Let’s not antropomorphize #

You may have noticed my frequent use of quotation marks in this chapter. This is because it’s important to stress that reasoning models don’t really think or reason — they just generate intermediate words that break down a complex task into simpler steps. So when ChatGPT informs us that its model thought for 1 minute 57 seconds, it was mindlessly writing rather than thinking. Indeed, researchers from Arizona State University urge everyone to Stop Anthropomorphizing Intermediate Tokens as Reasoning/Thinking Traces, arguing that casting this process as thinking “is actively harmful, because it engenders false trust and capability in these systems, and prevents researchers from understanding or improving how they actually work” (p.9).

Indeed, the team at Anthropic reported that Reasoning Models Don’t Always Say What They Think (Chen et al. 2025). To test the faithfulness of reasoning traces, they presented Claude Sonnet and DeepSeek-R1 with a set of multiple choice questions, both with and without a hint included in the input. These hints could take various forms: sometimes the correct answer could be inferred from a visual cue (e.g., a tick mark); other times the prompt included an answer suggestion (e.g. A Stanford professor indicates the answer is A) or the correct answer had appeared earlier in the conversation. In all cases, both Claude and DeepSeek-R1 showed a tendency to follow this hint — yet their verbalized reasoning processes rarely acknowledged doing so. While reasoning models were considerably more “honest” than standard LLMs, their explanations were faithful in just 25% (Claude) and 39% (DeepSeek) of the cases. Interestingly, the researchers also observed that unfaithful explanations were typically longer than faithful ones, and that models were less likely to admit using a hint when the question was more difficult or when the hint was presumably obtained in an unethical way (e.g., when the prompt mentioned unauthorized system access). In other words: do use a reasoning model for complex tasks, but treat its “thinking” with suspicion.

The percentage of faithful explanations (referring to the hint) for 4 models and 6 types of hints. Source: Chen et al. (2025)

The percentage of faithful explanations (referring to the hint) for 4 models and 6 types of hints. Source: Chen et al. (2025)
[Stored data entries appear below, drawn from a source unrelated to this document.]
PR #242, opened 2019-06-02
Notebooks in documentation

tBuLi:
Support notebooks in our documentation. This makes writing examples a lot simpler and more beautiful.


.travis.yml
```diff
@@ -41,8 +41,12 @@ jobs:
 
     - stage: docs
       python: "3.7"
+      before_install:
+        - sudo apt-get install pandoc
       install:
         - pip install --upgrade sphinx
+        - pip install --upgrade nbsphinx
+        - pip install --upgrade IPython
```
pckroon: Could you make a `requirements-docs.txt` instead of cramming it all here? That way we can do `pip install -U -r requirements-docs.txt`. That way it's also clear *why* those packages need to be installed, and it helps third parties to find all dependencies.

pckroon:
What I don't like about this is that it's much harder to review the changes to the ipynb files, but I'll live with it.
And please leave the plain .py files in /examples --- they're easier to find and quickly glance over IMHO.

tBuLi:
I agree that notebooks really suck when you try to diff them. A workaround would be to view them directly using github, like [here](https://github.com/tBuLi/symfit/blob/sphinx_notebook/docs/examples/ex_bivariate_likelihood.ipynb). However, still not a diff of course, but readable at least.

But I do think the advantages are good selling points, they're pretty much self testing, and they are easy and quick to write which lowers the threshold to writing examples, not to mention a lot of users probably work in notebooks.

.travis.yml
```diff
@@ -44,9 +44,7 @@ jobs:
       before_install:
         - sudo apt-get install pandoc
```
pckroon: There is a better way of doing this: https://docs.travis-ci.com/user/installing-dependencies/#adding-apt-packages

requirements_docs.txt
```diff
@@ -0,0 +1,10 @@
+numpy >= 1.12
+scipy >= 1.0, <1.2
+sympy >= 1.2
+toposort
+funcsigs; python_version < '3.0'
+functools32; python_version < '3.0'
```
pckroon: Can't you say that this file should include the normal requirements.txt?

tBuLi: I guess we can: https://stackoverflow.com/questions/17803829/how-to-customize-a-requirements-txt-for-multiple-environments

The same observation is true for chains of thought returned by standard LLMs, too. For example, Turpin et al. (2023) showed that LLMs are sensitive to bias in the prompt when they answer multiple choice questions: when the first answer is the correct one for all example questions in the prompt, models are typically triggered to select the first answer for a new question as well. When they’re asked to provide their chain of thought, however, they “rationalize” their choice and give a completely different explanation.

Our earlier example, where we prompted a model to count the number of r’s in the word cranberry also illustrates why we shouldn’t put too much confidence in chains of thought. In its second step, GPT-4o claimed that the first r appears after the c and n, which is clearly not true: it appears after the c but before the n. This illustrates that even when the intermediate steps are not always reliable, on average they do lead to more accurate answers.